Has this meant your dog now is not on Apoquel as there's 'none left'.. if yes, how's your dog getting on whilst not being on it or on a smaller dose if your trying to make your tablets last longer? 

Our vet has none to give us and we received a letter about it from Zoetis (or something of that kinda name) We had Willows dose down to 1 tab every 5 days.. we ran out but was booked in at the vets for Kyzer a few days after she was due another anyway.. The vet has always said the Apoquel will help her ears.. so after day 5 then no tablet.. i've never seen her ears go as bad! We had a huge flare up!! But then the vets is now out of Apoquel so we had to get more of the drops he makes for us (marbocyl & colvasone together - a nice expensive mix at £1 per 1ml it works out at  ) We was using them once a week with apoquel anyway.. now back to daily until her ears calm down then lower the dose or frequency. Today she's started licking her paws.. i'm hoping to god it's just because of the hot weather but i'm dreading the licking and chewing coming back  So i wanted to know how everyone else is getting on as i've seen a few people on here mention it 

Thanks x


----------



## babycham2002 (Oct 18, 2009)

Unfortunately it looks as though a shortage is the case
Shortage of Apoquel Allergy Drug to Last Into 2015

I am trying to see if i can find it online for you to get with a prescription


----------



## Lilylass (Sep 13, 2012)

Ohhh that's not good - esp with a new drug, I wonder if they've been taken by surprise at the uptake of it (it was our next step for Maisie)

We're still using steroids for her  - dose is right down & it does seem to be controlling things but obviously not a hugely long term solution (her allergies are seasonal so should hopefully get her weaned off them late autumn)

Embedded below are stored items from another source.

PR #700, opened 2019-01-26
Basic certainty propagation

Videodr0me:
Basic certainty propagation.

Please enable by setting the option "certainty-propagation" to "true" (default is disabled = false). 
Also it is highly recommended to also set "two-fold-draw-scoring" to "true" (default is normal threefold draw scoring = false). The two options are independent of each other, so you can also try leela with two-fold draw scoring without turning on certainty propagation.

This is PR#2 of the sliced PR 487 changes. In comparison to 487 it reduces code complexity by leaving out:

- Negabound search function
- One-ply-look ahead
- Informative tournament stats (see PR#1) 
- certainty-depth-parameter (as there is no look-ahead)

It retains a small elo plus, does display mate, displayes correct scores in tb positions (instead of leelas eval), and features optional 2-fold draw scoring. On the plus side:

+ CPU overhead is marginal, so no need to increase threads on very fast multiple GPUs systems. Basically  CP is a parameter-less on/off option.

As there are ongoing efforts to speed-up the move generator and include a transpositon/caching scheme that includes terminal/certain nodes and efficiently handles in game transpositions, its best to first get this basic version into master, and only later add the look-ahead-search. For more info check PR#487

Issue #775, opened 2019-03-02
Noise doesn't work with tree reuse


Ttl:
Originally reported by aart on discord a while ago. It seems that when root node is made from tree reuse dirichlet noise is not applied.

Works if  `TrimTreeAtHead` is called. Self-play calls it so this doesn't apply to training.

Logs: https://pastebin.com/hC7KBc7u

The first move has noised policy as it's not generated by tree-reuse, but the second move has identical policy with and without noise.

Mardak:
If this issue becomes more general to fix up tree-reuse issues, a separate thing to address is from https://github.com/LeelaChessZero/lc0/pull/822#issuecomment-484213160 where a move reusing trees with a terminal child could make the new head terminal and prevent its children from getting visits.

Naphthalin:
The question probably is whether there is any use case for tree reuse + dirichlet noise at the same time where NN cache can't replace the tree reuse; as we use noise only in training afaik, this doesn't seem to be the case (?)

mooskagh:
Probably it's a good idea to throw and error in this case (dirichlet noise + tree reuse), but it's not clear whether it's actually a good idea.
In any case, I think it makes sense to close this issue as unfeasible.

PR #822, opened 2019-03-29
Also make parents Terminal if any move is a win or all moves are loss or draw.

Mardak:
r?@mooskagh Not as feature-full as #700, but this behaves more like TB terminals. Convert a node when search notices children have terminal behavior so future search can stop sooner. Slight refactoring of NodeToProcess to as TerminalHit behaved the same as Extension(1).

Example:
Screen Shot 2019-03-29 at 2 27 33 PM

```
./lc0 -w 11258 --verbose-move-stats --fpu-strategy-at-root=absolute --minibatch-size=1 --smart-pruning-factor=0
position fen 3k4/p4Q2/3N3p/1p1B4/8/1P2P3/2R2PPP/6K1 w - - 1 31 moves f7a7

# just loading the position
go nodes 1    
h6h5 N:       0 (+ 0) (P: 47.68%) (Q:  1.00000) (V:  -.----)
b5b4 N:       0 (+ 0) (P: 52.32%) (Q:  1.00000) (V:  -.----)

# root fpu=1 visit both; nothing special
go nodes 2
h6h5 N:       1 (+ 0) (P: 47.68%) (Q: -0.97491) (V: -0.9749)
b5b4 N:       1 (+ 0) (P: 52.32%) (Q: -0.97261) (V: -0.9726)

# b5b4 finds c2c8#
go nodes 3
h6h5 N:       1 (+ 0) (P: 47.68%) (Q: -0.97491) (V: -0.9749)
b5b4 N:       2 (+ 0) (P: 52.32%) (Q: -0.98630) (V: -0.9726)

# b5b4 c2c8# converts b5b4 into a loss
go nodes 5
h6h5 N:       2 (+ 0) (P: 47.68%) (Q: -0.98746) (V: -0.9749)
b5b4 N:       3 (+ 0) (P: 52.32%) (Q: -1.00000) (V: -1.0000) (T)

# h6h5 c2c8# converts h6h5 into a loss
go nodes 7
h6h5 N:       3 (+ 0) (P: 47.68%) (Q: -1.00000) (V: -1.0000) (T)
b5b4 N:       4 (+ 0) (P: 52.32%) (Q: -1.00000) (V: -1.0000) (T)
```

Then looking at one move before:
Screen Shot 2019-03-29 at 1 50 47 PM

```
position fen 3k4/p4Q2/3N3p/1p1B4/8/1P2P3/2R2PPP/6K1 w - - 1 31

# just normal out of order finding checkmate moves
go nodes 10
c2c6 N:       0 (+ 0) (P:  1.94%) (Q:  1.00000) (V:  -.----)
f7c7 N:       0 (+ 0) (P:  1.97%) (Q:  1.00000) (V:  -.----)
d6c8 N:       0 (+ 0) (P:  1.98%) (Q:  1.00000) (V:  -.----)
d5e4 N:       0 (+ 0) (P:  2.06%) (Q:  1.00000) (V:  -.----)
d5b7 N:       1 (+ 0) (P:  2.21%) (Q:  0.97211) (V:  0.9721)
d5c6 N:       1 (+ 0) (P:  2.16%) (Q:  0.97785) (V:  0.9778)
c2c7 N:       1 (+ 0) (P:  2.24%) (Q:  0.97764) (V:  0.9776)
d6b7 N:       1 (+ 0) (P:  3.93%) (Q:  1.00000) (V:  1.0000) (T)
f7e8 N:       2 (+ 0) (P:  4.16%) (Q:  1.00000) (V:  1.0000) (T)
c2c8 N:       3 (+ 0) (P:  7.86%) (Q:  1.00000) (V:  1.0000) (T)

# just normal search visits
go nodes 400
d6c8 N:       8 (+ 0) (P:  1.98%) (Q:  0.98583) (V:  0.9752)
d5e4 N:       8 (+ 0) (P:  2.06%) (Q:  0.98539) (V:  0.9736)
f7c7 N:       9 (+ 0) (P:  1.97%) (Q:  1.00000) (V:  1.0000) (T)
d5b7 N:       9 (+ 0) (P:  2.21%) (Q:  0.98568) (V:  0.9721)
d5c6 N:       9 (+ 0) (P:  2.16%) (Q:  0.99107) (V:  0.9778)
c2c7 N:       9 (+ 0) (P:  2.24%) (Q:  0.98915) (V:  0.9776)
d5e6 N:      11 (+ 0) (P:  2.53%) (Q:  0.99073) (V:  0.9777)
d6b7 N:      18 (+ 0) (P:  3.93%) (Q:  1.00000) (V:  1.0000) (T)
f7e8 N:      20 (+ 0) (P:  4.16%) (Q:  1.00000) (V:  1.0000) (T)
c2c8 N:      37 (+ 0) (P:  7.86%) (Q:  1.00000) (V:  1.0000) (T)

# f7a7 (from first example) has enough visits that all its moves are losses, so convert to win
go nodes 500
f7a7 N:       9 (+ 0) (P:  1.52%) (Q:  1.00000) (V:  1.0000) (T)
f7f6 N:      10 (+ 0) (P:  1.74%) (Q:  1.00000) (V:  1.0000) (T)
f7c7 N:      11 (+ 0) (P:  1.97%) (Q:  1.00000) (V:  1.0000) (T)
d5b7 N:      11 (+ 0) (P:  2.21%) (Q:  0.98829) (V:  0.9721)
d5c6 N:      11 (+ 0) (P:  2.16%) (Q:  0.99269) (V:  0.9778)
c2c7 N:      12 (+ 0) (P:  2.24%) (Q:  0.99186) (V:  0.9776)
d5e6 N:      13 (+ 0) (P:  2.53%) (Q:  0.99216) (V:  0.9777)
d6b7 N:      23 (+ 0) (P:  3.93%) (Q:  1.00000) (V:  1.0000) (T)
f7e8 N:      24 (+ 0) (P:  4.16%) (Q:  1.00000) (V:  1.0000) (T)
c2c8 N:      46 (+ 0) (P:  7.86%) (Q:  1.00000) (V:  1.0000) (T)

# lots of moves converting to win
go nodes 600
f7a7 N:      10 (+ 0) (P:  1.52%) (Q:  1.00000) (V:  1.0000) (T)
f7f6 N:      12 (+ 0) (P:  1.74%) (Q:  1.00000) (V:  1.0000) (T)
b3b4 N:      13 (+ 0) (P:  1.87%) (Q:  1.00000) (V:  1.0000) (T)
f7c7 N:      13 (+ 0) (P:  1.97%) (Q:  1.00000) (V:  1.0000) (T)
d5c6 N:      15 (+ 0) (P:  2.16%) (Q:  1.00000) (V:  1.0000) (T)
d5b7 N:      15 (+ 0) (P:  2.21%) (Q:  1.00000) (V:  1.0000) (T)
c2c7 N:      15 (+ 0) (P:  2.24%) (Q:  1.00000) (V:  1.0000) (T)
d5e6 N:      17 (+ 0) (P:  2.53%) (Q:  1.00000) (V:  1.0000) (T)
d6b7 N:      27 (+ 0) (P:  3.93%) (Q:  1.00000) (V:  1.0000) (T)
f7e8 N:      28 (+ 0) (P:  4.16%) (Q:  1.00000) (V:  1.0000) (T)
c2c8 N:      54 (+ 0) (P:  7.86%) (Q:  1.00000) (V:  1.0000) (T)
```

Fingers crossed you can find some


----------



## babycham2002 (Oct 18, 2009)

viovet have limited of the 16mg ones 
Apoquel | Apoquel tablets for Dogs - VioVet

none on vet medic or animed

I think it is a real issue.

I hope you can find an alternative for your girl while they resolve these issues.


----------



## JenKyzer (Jun 25, 2013)

babycham2002 said:


> Unfortunately it looks as though a shortage is the case
> Shortage of Apoquel Allergy Drug to Last Into 2015
> 
> I am trying to see if i can find it online for you to get with a prescription


I have had a brief nosey and the one's i've been on say out of stock.

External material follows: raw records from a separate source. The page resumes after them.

PR #824, opened 2019-03-30
get number of visits per line in multi-pv

aartdappel:


mooskagh:
There is #826 with the parameter for the same, so closing this one.

PR #1040, opened 2019-12-11
Some cuda installations use /usr/lib/cuda

borg323:
This has been reported a few times on discord, so adding the path to the defaults.


duelistone:
I was just about to make this pull request myself. It is a little annoying to have to edit meson_options.txt after each new update so leela can compile. The extra paths added in the commit are correct for my system. (I'm on Debian Buster.) Can someone merge this when they have time?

I only asked if other vets are the same as i'm sure someone posted on the day we we're told none left that they had just been put on it 

Just my luck that link will be true 'last into next year' and we'll end up back at sq.1


----------



## Lilylass (Sep 13, 2012)

It does say that existing customers should hopefully be able to get it to continue to treat dogs already on it so I think your vets need to go back to their supplier and point this out to them


----------



## babycham2002 (Oct 18, 2009)

Hyperdrug and manor pharmacy both out

Possible someones vet was going to prescribe it without realising the issues.


I really hope the time scale is a conservative estimation.


----------



## JenKyzer (Jun 25, 2013)

babycham2002 said:


> viovet have limited of the 16mg ones
> Apoquel | Apoquel tablets for Dogs - VioVet
> 
> none on vet medic or animed
> ...


Thanks.. thats the one we need  Will send them an e-mail to see how likely we are to get it if i get a prescription . Thankyou so much x


----------



## JenKyzer (Jun 25, 2013)

Lilylass said:


> It does say that existing customers should hopefully be able to get it to continue to treat dogs already on it so I think your vets need to go back to their supplier and point this out to them





Lilylass said:


> Ohhh that's not good - esp with a new drug, I wonder if they've been taken by surprise at the uptake of it (it was our next step for Maisie)
> 
> We're still using steroids for her  - dose is right down & it does seem to be controlling things but obviously not a hugely long term solution (her allergies are seasonal so should hopefully get her weaned off them late autumn)
> 
> Fingers crossed you can find some


Hm maybe, i don't want to be 'kicking up a fuss' though  if my vet can't source it then sh't happens i guess  The letter from Zoetis said they could not supply my vets and they were sorry  
Vet said he's seen this happen before with new things, take off amazingly then have issues and they are no-more  not exactly what i wanted to hear lol. Will just have to keep a close eye on Willow and follow up babychams posts 

Sorry to hear your still on steroids  poor girl. I hated steroids with Willow and wouldn't want to touch them again as she kept wee'ing in her sleep and randomly which made her really 'upset' with herself .. she must of got into 'big trouble' before rescue if she wee'd indoors as she was petrified of us when we cleaned it up


----------



## Little P (Jun 10, 2014)

I work in a vet surgery - the drug has been so effective and so popular that the manufacturers cannot keep up with demand. It's totally out of stock for the time being, all the stockists (the pharmacies and the wholesales) have none.


----------



## JenKyzer (Jun 25, 2013)

Little P said:


> I work in a vet surgery - the drug has been so effective and so popular that the manufacturers cannot keep up with demand. It's totally out of stock for the time being, all the stockists (the pharmacies and the wholesales) have none.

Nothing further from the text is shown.